Hi Chipperdancing and Welcome to the Forum:
Yes, you can change the thremocouple. There are different kinds but I will refer to the most common one. 
1. Look at the gas valve; there should be 2 small lines that look like aluminum, one runs to the pilot itself and the smaller one is attached to the thermocouple.
2. Loosen the nut on the smaller line, look inside the burner assembly area and find the other end of the line; it will be secured by a small nut or a screw. Loosen that and pull the thermocouple out, take it to the supply house to get the new one, and replace it with the new one.
3. Make sure the thermocouple is in the pilot flame when you light it (lighting requires holding the knob or button down, let the flame burn a minute or so before you let up).
4. When the pilot is staying lit and the thermocouple is properly positioned, make sure you turn the knob to the "ON" position and close the access door.
Like I used to tell my plumbing class, "There's nothing to it, if you know how to do it".
Glenn


----------



## Hube

I would hope you also tell the poster and other DIYERS the first thing to do is TURN OF THE GAS before doing anything.


----------



## glennjanie

Hello and Welcome Hube:
That thought did cross my mind but, you know what?

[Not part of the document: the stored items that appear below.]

PR #1129, opened 2026-05-29
fix(svg): escape tower tooltip titles

### LINKED ISSUE #1128: [Bug]: Tower tooltip text is not XML-escaped in SVG output
I noticed this while checking the SVG renderer escape paths. User-facing strings like the username already go through `escapeXML`, but the per-tower tooltip text is inserted directly into `<title>` in both render paths.

Line: `lib/svg/generator.ts:193` and `lib/svg/generator.ts:401`

Problem: the renderer currently outputs:

```ts
<title>${t.tooltip}</title>
```

`t.tooltip` is built from calendar data in `lib/svg/layout.ts`, and the SVG renderer treats it as already-safe XML. If a malformed, mocked, or unexpected contribution day date contains characters like `&`, `<`, `>`, quotes, etc., the generated SVG title can become invalid XML. The rest of the file already has an `escapeXML` helper, so this path is inconsistent with the renderer's own escaping approach.

A quick way to verify this is to add a generator test with a contribution day date like:

```ts
{ contributionCount: 3, date: '2024-06-12 & <bad>' }
```

Current behavior: the output contains the raw tooltip text inside `<title>`, which can break the SVG markup.

Expected behavior: tooltip text should be XML-escaped before it is written into the SVG, just like usernames and metadata are.

Impact: this is a public SVG renderer, so one unsafe text path can produce malformed badge output and make edge-case data harder to debug. It is especially easy to miss because normal GitHub dates are safe, but the renderer itself should still guard the XML boundary.

Suggested fix: wrap `t.tooltip` with the existing `escapeXML` helper in both tower renderers and add tests for default and auto-theme SVG output using a tooltip/date string with XML-reserved characters.

Labels: `bug`, `frontend`, `GSSoC 2026`, `good first issue`

eshaanag:
## Description

Fixes #1128

## Pillar

- [x] 📐 Pillar 2 — Geometric SVG Improvement

## What changed

Tower tooltip text was being inserted directly into SVG `<title>` nodes in both the normal renderer and the auto-theme renderer. That meant XML-reserved characters from tooltip content could produce malformed SVG output.

This PR reuses the existing `escapeXML` helper for tower tooltip titles in both render paths:

- `lib/svg/generator.ts` default tower renderer
- `lib/svg/generator.ts` auto-theme tower renderer

I also added regression coverage for both renderers using a contribution day date containing `&` and `<` to verify the generated tooltip title is escaped correctly.

## Visual Preview

N/A — this is an SVG metadata escaping fix and does not change the visible badge design.

- [x] I have tested these changes locally (`npm run test -- lib/svg/generator.test.ts`, `npm run test`, `npm run test:coverage`).

### DIFF
--- a/lib/svg/generator.test.ts
+++ b/lib/svg/generator.test.ts
@@ -226,6 +226,25 @@ describe('generateSVG', () => {
     expect(svg).toMatch(/style="animation-delay: \d+\.\d+s;"/);
   });
 
+  it('escapes XML-reserved characters in tower tooltip titles', () => {
+    const calendarWithUnsafeDate = {
+      weeks: [
+        {
+          contributionDays: [{ contributionCount: 3, date: '2024-06-12 & <bad>' }],
+        },
+      ],
+    } as ContributionCalendar;
+
+    const svg = generateSVG(
+      mockStats,
+      { user: 'avi' } as unknown as BadgeParams,
+      calendarWithUnsafeDate
+    );
+
+    expect(svg).toContain('<title>TODAY: 2024-06-12 &amp; &lt;bad&gt;: 3 contributions</title>');
+    expect(svg).not.toContain('<title>TODAY: 2024-06-12 & <bad>: 3 contributions</title>');
+  });
+
   it('includes reduced-motion CSS for the scan line in the main SVG output', () => {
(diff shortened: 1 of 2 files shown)


eshaanag:
Raised as part of GSSoC 2026 for #1128. I do not have permission to add labels directly, so could a maintainer please add the appropriate GSSoC/bug labels if this PR looks valid?

PR #1244, opened 2026-05-29
fix(api): encode GitHub REST username paths

### LINKED ISSUE #1242: [Bug]: GitHub REST username is inserted into URL paths without encoding
I noticed this while checking the REST side of the GitHub client after testing a few malformed dashboard usernames. The GraphQL path sends the username as a variable, but the REST profile/repo helpers build the URL path directly from the raw `username` string.

Line: `lib/github.ts:310`, `lib/github.ts:338`, and `lib/github.ts:362`

Problem: the code currently does this:

```ts
`${GITHUB_REST_URL}/users/${username}`
`${GITHUB_REST_URL}/users/${username}/repos?per_page=100&page=1&sort=pushed`
```

If `username` contains a slash, `?`, `#`, or other path/query characters, the request URL no longer points to the intended GitHub user resource. For example, `octo/cat` becomes `/users/octo/cat` instead of treating the whole value as one path segment.

A quick way to verify it is to add a test around `fetchUserProfile('octo/cat')` or `fetchUserRepos('octo/cat')` and inspect the mocked `fetch` URL. Today it receives the raw slash in the path.

Current behavior: raw username input is interpolated directly into GitHub REST URLs.

Expected behavior: the username should be encoded before being used as a REST path segment, e.g. `encodeURIComponent(username)`, so malformed input cannot reshape the URL path or query string.

Impact: this makes invalid or unexpected dashboard username input harder to reason about and can send requests to the wrong GitHub endpoint. It also makes the REST client inconsistent with the GraphQL client, which does not manually splice the username into a URL.

Suggested fix: compute an `encodedUsername` inside the REST helpers and use it for the profile URL and all repo pagination URLs. Add tests that assert usernames with `/` are sent as `%2F` in both profile and repo fetches.

Labels: `bug`, `api`, `security`, `GSSoC 2026`, `good first issue`

eshaanag:
## Description

Fixes #1242

## Pillar

## What changed

The GitHub REST helpers were inserting the raw `username` value directly into `/users/${username}` URL paths. That works for normal GitHub usernames, but malformed input containing path/query characters can reshape the REST URL instead of being treated as one path segment.

This PR encodes the username with `encodeURIComponent` before building REST profile and repo URLs:

- `fetchUserProfile`
- `fetchUserRepos`
- repo pagination requests

I also added regression tests for usernames containing `/` so the mocked REST URLs now assert `%2F` is used in both profile and repo fetches.

## Visual Preview

N/A — this is an API client URL handling fix with no visual change.

- [x] I have tested these changes locally (`npm run test -- lib/github.test.ts`, `npm run test`, `npm run test:coverage`).

### DIFF
--- a/lib/github.test.ts
+++ b/lib/github.test.ts
@@ -84,7 +84,9 @@ describe('fetchWithRetry', () => {
     const abortListener = addListenerSpy.mock.calls.find(([event]) => event === 'abort')?.[1];
 
     expect(abortListener).toEqual(expect.any(Function));
-    expect(addListenerSpy).toHaveBeenCalledWith('abort', abortListener, { once: true });
+    expect(addListenerSpy).toHaveBeenCalledWith('abort', abortListener, {
+      once: true,
+    });
     expect(removeListenerSpy).toHaveBeenCalledWith('abort', abortListener);
   });
 
@@ -102,7 +104,9 @@ describe('fetchWithRetry', () => {
         })
     );
 
-    const request = fetchWithRetry('https://api.github.com/test', { signal: controller.signal });
+    const request = fetchWithRetry('https://api.github.com/test', {
+      signal: controller.signal,
+    });
 
     controller.abort();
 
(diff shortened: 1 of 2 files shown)


eshaanag:
Raised as part of GSSoC 2026 for #1242. I do not have permission to add labels directly, so could a maintainer please add the appropriate GSSoC/bug labels if this PR looks valid?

The gas valve already has it cut off. If he only deals with the Pilot and Thermocouple he is completely protected by the gas valve. Water heater gas valves are a very sophisticated animal; you can depend on them. I can remember when we had a rash of lawsuits over water heater gas valves and the companies left nothing to chance when they redesigned them. Thanks for pointing that out though; it is always a good precaution.
Glenn


----------